Vivienne Westwood and Malcolm McLaren Open Seditionaries Shop
Punk as a style succeeded even more when Vivienne Westwood and Malcolm McLaren formerly Malcolm Edwards, publicized the ideas through their joint design ventures. McLaren launched the ‘Sex Pistols’ Punk music group. The punk group wore clothes from a shop called ‘Sex’ that Vivienne Westwood and her partner Malcolm McLaren opened on the Kings Road, London. They sold leather and rubber fetish goods, especially bondage trousers. Later the shop was renamed Seditionaries. Not long after, Westwood launched alone renaming the same shop as ‘World’s End’. Westwood was soon translating her ideas into the fresher Pirate and Romantic looks. The collections were innovative, but were spoken of as unwearable, yet so often oth- er designers picked up on ideas she had instigated and soon started another new trend. In later years as her talent developed, her moods and methods changed. She mastered tailoring techniques combined with flair, frivolity and sexuality creating new looks that others copied. With a long stream of firsts behind her, Vivienne Westwood is now considered to be one of the most innovative designers of the 20th century.
Loads of Hair or No Hair
Punk hair is worthy of mention - A focal point of the punk look was the hair which was spiked as high as possible into a Mohican hairstyle by a variety of means including sugar and water solutions, soaping, gelatine, PVA glue, hair sprays, and hair gel. It was big hair before the 80s big hair became everyday. Often it was colored pink or green with food dyes. It was intended to startle the onlooker and attract attention. Over bleaching was common and also became deliberate as home methods were initially employed to achieve hitherto unknown effects.
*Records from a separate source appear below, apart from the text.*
PR #993, opened 2019-06-05
Config settings for password min/max length

avsdev-cw:
Created some config settings for setting the min/max lengths of the password.

Due to some limitations in UserFrosting/Fortify there is no way to add the config setting name into the YAML and have it update via substitution. Where a loaded YAML is used with min/max password lengths there is an additional 2 lines per password field which updates the loaded YAML schema with the config min/max instead.

In theory this could be used to put future password complexity settings as well.


amosfolz:
Can you change the config to be under the same subkey is in pending changes here: https://github.com/userfrosting/UserFrosting/pull/974/files#diff-2b7f59d74c443f25aace0c67755550d1R118

lcharette:
> Can you change the config to be under the same subkey is in pending changes here: https://github.com/userfrosting/UserFrosting/pull/974/files#diff-2b7f59d74c443f25aace0c67755550d1R118

Or maybe `site => password => security` ?

avsdev-cw:
The latter would probably be better from a future merging point of view

PR #1021, opened 2020-01-03
Support for reading / writing MTU

mchf:
## Problem ##

https://bugzilla.suse.com/show_bug.cgi?id=1159970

An alternative look was to shave areas of the scalp. Both sexes did this. They intended to make themselves look intimidating. Hair was sometimes dyed jet black or bleached white blonde. Eyes were emphasized with black and sometimes cat- eye makeup and vampire-like lips drew more attention to the face.
Punk Gets Refined - Punk Chic From
Zandra Rhodes
Around 1977, Zandra Rhodes the British dress designer took elements of the punk style and used it in her collections making refined and more elegant versions in bright colors which were more acceptable to the rich and famous.